エンドゲームに入る手前といったところでしょうか。エンドゲーム関連の本などを見ていると、このようにエンドゲームに向かう局面からすでにエンドゲームと見なしていることもあります。エンドゲームを見据えた戦略があるからでしょうか。

この局面から気づくことはいろいろありますが、ここでは的をしぼります。 白の Good Bishop に対して黒は Bad Bishop です。黒は Bad Bishop が残るとエンドゲームで不利となりそうなので、Bad Bishop が残るエンドゲームをできれば避けたいです。
a サイドにある白側のポーンは黒マスにあるため、黒側の白マスビショップでは攻撃できません。



22...Ne4?


よく考えず指してしまった手。 23.Bxe4 で黒はナイトがなくなると、Bad Bishop が残り、N vs. B のエンドゲームになった場合不利となる可能性が高いです。


27...Bxe8


メジャーピース交換が行われ、 N vs. B のエンドゲームとなりました。 Fritz13 の分析を見ると白が良いようです。白は h サイドのポーンを黒マスに置けば、ビショップに攻撃されませんし、ナイトも黒マスにあればビショップから攻撃を受けません。

白は h サイドの Pawn Majority からパスポーンを作れる可能性がありますが、黒は a サイドで Pawn Majority があってもパスポーンを作りづらいです。

お互いキングをセンターに向かわせ活用するのはもちろんのこと、白はキングと協力してナイトで黒のポーンを攻めること、黒はポーン交換を行なって局面をよりオープンにしたいところですが防戦になりそうです。
28.Kf1 Bc6 29.g3 Kf7 30.Ke2 Kf6 31.Ke3 a5? 下図




白に 32.Kd4 を許します。 黒は 31...Bd7 32.g4 h6 などとするべきでした。



32.Kd4 h5?!


32...b6 とすべきでした。


33.h4 g5??


黒の悪手が続きます。 33...b6 とすべきで、黒は適切な対応 ・ 防御ができてません。



34.hxg5+ Kxg5 35.Ne3


白は d5 ポーンを取ることができます。
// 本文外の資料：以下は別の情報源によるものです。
PR #1185, opened 2017-11-13
Copy child tables without setting tstamp if no tstamp column exist

agoat:
An SQL error occurs when copying an entry in a table that has a child table **without a tstamp column** in the 'ctable' array.

There should be a check if a tstamp column exists before setting a tstamp value in the insert dataset.

### DIFF
--- a/src/Resources/contao/drivers/DC_Table.php
+++ b/src/Resources/contao/drivers/DC_Table.php
@@ -1142,7 +1142,11 @@ class DC_Table extends \DataContainer implements \listable, \editable
 					}
 
 					$copy[$v][$objCTable->id]['pid'] = $insertID;
-					$copy[$v][$objCTable->id]['tstamp'] = $time;
+
+					if ($objCTable->tstamp)
+					{
+						$copy[$v][$objCTable->id]['tstamp'] = $time;
+					}
 				}
 			}
 		}


aschempp:
Contao's DCA does not really support tables without a `tstamp` field …

leofeyer:
I also consider this a known limitation. In addition, I doubt that this one change implements the feature comprehensively. There are more places where the `tstamp` column is added.

agoat:
OK, then a tstamp column is mandatory for all child tables.
In my case I have a child table that doesn't need a tstamp. But it doesn't hurt if a tstamp colum exists.

> There are more places where the tstamp column is added.

I just stumbled over this while copying and didn't look any further.

leofeyer:
> In my case I have a child table that doesn't need a tstamp. But it doesn't hurt if a tstamp colum exists.

It is not nice, either. We should probably support tables without a `tstamp` column, however we have to find all places in the code that need to be adjusted.

agoat:
> We should probably support tables without a tstamp column, however we have to find all places in the code that need to be adjusted.

Should I open a new PR to find all `tstamp`'s in the code?

leofeyer:
I don't know. @contao/developers What do you think?

Toflar:
Many developers rely on `tstamp` being available. I'd not change that (also I don't see any reason at all why you would ever want to omit that).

ただし、d5 ポーンを取ってナイトとビショップ交換となった後、 Kg5 → Kg4 → Kf3 で h サイドのポーンを狙われることに気をつけなければなりません。 36.Nxd5 Bxd5 37.Kxd5 Kg4 38.Ke4 とできるので白優勢、というより上記局面ですでに白優勢です。



35...h4?


36.gxh4+ または 36.f4+ のどちらでも白が勝てるでしょう。



45.Kxc4


黒のポーンがなくなった局面。黒は白の2つのポーンを取れればドローにできますが
ナイトと f4 ポーンが同色マスにあり、利きのバリアを形成しているため、黒キングは f4 ポーンを取りに行くのに手数がかかるのと、f4 ポーンを取りに行けば b4 ポーンの昇格を防ぐのにビショップを失います。黒キングが b ポーンの昇格を防ぎに行こうとすれば、白は f ポーンを進めてきます。 



52.Kxb7


黒はリザインしなかったのでゲームはもう少し続きましたが、白が勝てる局面です。

2つの参考例のみでしたが、 大事なのは N vs. Bのエンドゲームになってから考えるのではなく、 N vs. B のエンドゲームに持ち込んだ方がいいか、持ち込むべきではないか、事前に考えてからエンドゲームに進むことです。

望まなくても N vs. B のエンドゲームになったならば、自分がどちら側でもどうすべきかを良く考え、臨機応変に対応していきましょう。ゲームの見直しをする時、自分で考えるのはもちろんですが、チェスソフトの分析を見ると改善につながります。